START Given information

PR #111, opened 2022-05-06
added a caip24 proposal for cosmos caip19 asset namespace to make cos…

theoboldfrazier:
This PR would extend the CAIP19 standard for cosmos native and ibc assets. Currently, the CAIP19 is insufficient for dealing with non-native, or "non-base", cosmos assets.

Example: Osmosis caip 19 would be `cosmos:osmosis-1/slip44:118` but for the native ion asset on the osmosis chain, there is no good caip19 for the current standard.

This PR would label the ion asset on the osmosis chain `cosmos:osmosis-1/native:uion`.

Furthermore, it would expand caip19 to handle ibc assets on cosmos network chains. For example, ATOM on the osmosis chain would have a caip19 of `cosmos:osmosis-1/ibc:27394FB092D2ECCD56123C74F36E4C1F926001CEADA9CA97EA622B25F41E5EB2`

### DIFF
--- a/CAIPs/caip-24.md
+++ b/CAIPs/caip-24.md
@@ -1,0 +1,72 @@
+---
+caip: 24
+title: Asset Reference for the Cosmos Asset Namespace
+author: Theobold Frazier
+discussions-to: https://github.com/shapeshift/CAIPs/issues/1
+status: Draft
+type: Standard
+created: 2020-02-14
+updated: 2020-02-14
+requires: 19
+---
+
+## Simple Summary
+
+This document is about the details of the Cosmos network asset namespace and reference for CAIP-19.
+
+## Abstract
+
+In CAIP-19 a general asset identification scheme is defined. This is the
+implementation of CAIP-19 for Cosmos chain native assets and ibc assets.
+
+## Motivation
+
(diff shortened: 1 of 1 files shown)


cjthompson:
This proposal is sponsored and supported by the [ShapeShift DAO[(https://github.com/shapeshift). We are currently using this implementation in our [library packages](https://github.com/shapeshift/lib).

ligi (changes requested):
Thanks for the PR! We just move all namespace related stuff here: https://github.com/ChainAgnostic/namespaces
Would be great if you could submit it there. Sorry for getting caught in the middle of it - but the move should be easy. That said we should finish the move soon so this does not happen anymore.

cc @bumblefudge

ligi:
> This proposal is sponsored and supported by the [ShapeShift DAO](https://github.com/shapeshift). We are currently using this implementation in our [library packages](https://github.com/shapeshift/lib).

nice! Think ShapeShift DAO should be added here then: https://github.com/ChainAgnostic/CASA#members can you add a PR for that?

bumblefudge:
super cool, guys! could I ask you to check out namespaces/template and [caip104](https://github.com/ChainAgnostic/CAIPs/blob/master/CAIPs/caip-104.md) and rework your PR to fit the model of:
namespaces/cosmos/caip19.md
?  Ping me if you have any questions!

END Given information

Take the line that holds "cc @bumblefudge" as the first line and the last line of the data as the final one. Retype everything between, both included, exactly.

cc @bumblefudge

ligi:
> This proposal is sponsored and supported by the [ShapeShift DAO](https://github.com/shapeshift). We are currently using this implementation in our [library packages](https://github.com/shapeshift/lib).

nice! Think ShapeShift DAO should be added here then: https://github.com/ChainAgnostic/CASA#members can you add a PR for that?

bumblefudge:
super cool, guys! could I ask you to check out namespaces/template and [caip104](https://github.com/ChainAgnostic/CAIPs/blob/master/CAIPs/caip-104.md) and rework your PR to fit the model of:
namespaces/cosmos/caip19.md
?  Ping me if you have any questions!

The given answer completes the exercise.